Mixed together properly, tour DNS activity, web logs, firewall logs, endpoint events, malware events, AD data, and net flow holds rich treasures to answer numbers of questions - ones that you are asking and ones that you haven't yet asked.

But how do you collect it? How do you process it? If your last attempt at wrangling and analyzing large amounts of data was back in 2005, you probably felt a bit like this guy.  The relational databases just didn't scale. It was expensive. It was a lot of work. And queries took forever.

The world of data processing began to change in 2005 when the Apache Software Foundation released Hadoop, an implementation of Google's MapReduce technology for parallel processing of huge data sets. As Hadoop because more accessible and associated technologies such as Hive and Pig wrangling this data wasn't so difficult any more. Now data analytics can occur on an industrial scale.

Massive data sets can be loaded in to commodity hardware running open source software and analyzed effectively, processing complex queries in reasonable time that was previously unthinkable. The shackles and overhead of relational data structures are off with the NoSQL paradigm and the structured and unstructured data can processed from all kinds of sources.

Of course, you don't have to collect all of the data in your environment to answer really meaningful security questions. Just start with the data necessary to answer well the core questions.

Data Correlation

Some cool questions can be answered by simply analyzing a single dimension of data that spans a long period of time, such as firewall or DNS logs. Things get exponentially more interesting when you correlate the different data sources together. How do you do this though with data from a variety of sources that was really never 'designed' to be together?

The common denominators of the data is an ip address or a hostname. All your data that interacts with the network can be tied pretty easily to one of these two attributes. With data collected over time and correlated, really interesting questions can start to be answered.  Take Active Directory - useful to correlate stuff to that because that is where you can tie in to the users behind the events. AD doesn't have the IP address of each user, but the domain authentication logs do. Tie that to your DNS logs and you can get down to a hostname. Similar process for just about any other data source. I have found that doing this data enrichment is useful to do during the data load processing.

Data Contextualization

Data contextualization is simply the process of taking that security data and putting it within the context of its place in the business, the environment, the overall risk of the enterprise. Then, something as lonely as a vulnerability report can be really useful. Then you can know how important that vuln is because of the risk profile of the system it resides in, and you can report vulnerabilities by business unit or, better, by business process. You can tie vulns to specific people within specific business units. Lots of places you can go with other data.

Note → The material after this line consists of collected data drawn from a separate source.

PR #351, opened 2023-11-02
Fix type error

abnegate:
- Force return an empty string when $id, $internalId, or $collection are explicitly set to null to avoid a type error

### DIFF
--- a/src/Database/Document.php
+++ b/src/Database/Document.php
@@ -55,7 +55,7 @@ class Document extends ArrayObject
      */
     public function getId(): string
     {
-        return $this->getAttribute('$id', '');
+        return $this->getAttribute('$id', '') ?? '';
     }
 
     /**
@@ -63,7 +63,7 @@ class Document extends ArrayObject
      */
     public function getInternalId(): string
     {
-        return $this->getAttribute('$internalId', '');
+        return $this->getAttribute('$internalId', '') ?? '';
     }
 
     /**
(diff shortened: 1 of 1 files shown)


eldadfux:
Isn't the getAttribute `$default` is designed to do exactly that?

```php
/**
     * Get Attribute.
     *
     * Method for getting a specific fields attribute. If $name is not found $default value will be returned.
     *
     * @param string $name
     * @param mixed $default
     *
     * @return mixed
     */
    public function getAttribute(string $name, mixed $default = null): mixed
    {
        if (isset($this[$name])) {
            return $this[$name];
        }

        return $default;
    }
 ```

abnegate:
> Isn't the getAttribute `$default` is designed to do exactly that?
> 
> ```
> /**
>      * Get Attribute.
>      *
>      * Method for getting a specific fields attribute. If $name is not found $default value will be returned.
>      *
>      * @param string $name
>      * @param mixed $default
>      *
>      * @return mixed
>      */
>     public function getAttribute(string $name, mixed $default = null): mixed
>     {
>         if (isset($this[$name])) {
>             return $this[$name];
>         }
> 
>         return $default;
>     }
> ```

Yeah this was a band-aid for the `getId()` on null error, somewhere the value for `$collection` must be explicitly set to `null` `$document->setAttribute('$collection', null);`, that's the only possible way you could get null here. Needs more investigation to find the root cause though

Ultimately, these answers to the questions you've asked are valuable in so much as they result in action, which requires good communication. One of the goals is to make it valuable to the business and create a meaningful business-specific dashboard that isn't color-coded based on swags.

Rather, the dashboard is based on real data such that you can dive in to its dimensions and layers, such as the data behind outsider fraudulent Transaction in the retail division. Or employee accidental data loss in the R&D group. Being driven and derived from data, you might see rates of non-compliance with use of encryption on laptops and host-based external media controls and perhaps promiscuous policies related to use of cloud storage.

In the last post in this series, I'll expand on ideas for questions to answer using data collection, correlation, and analytics.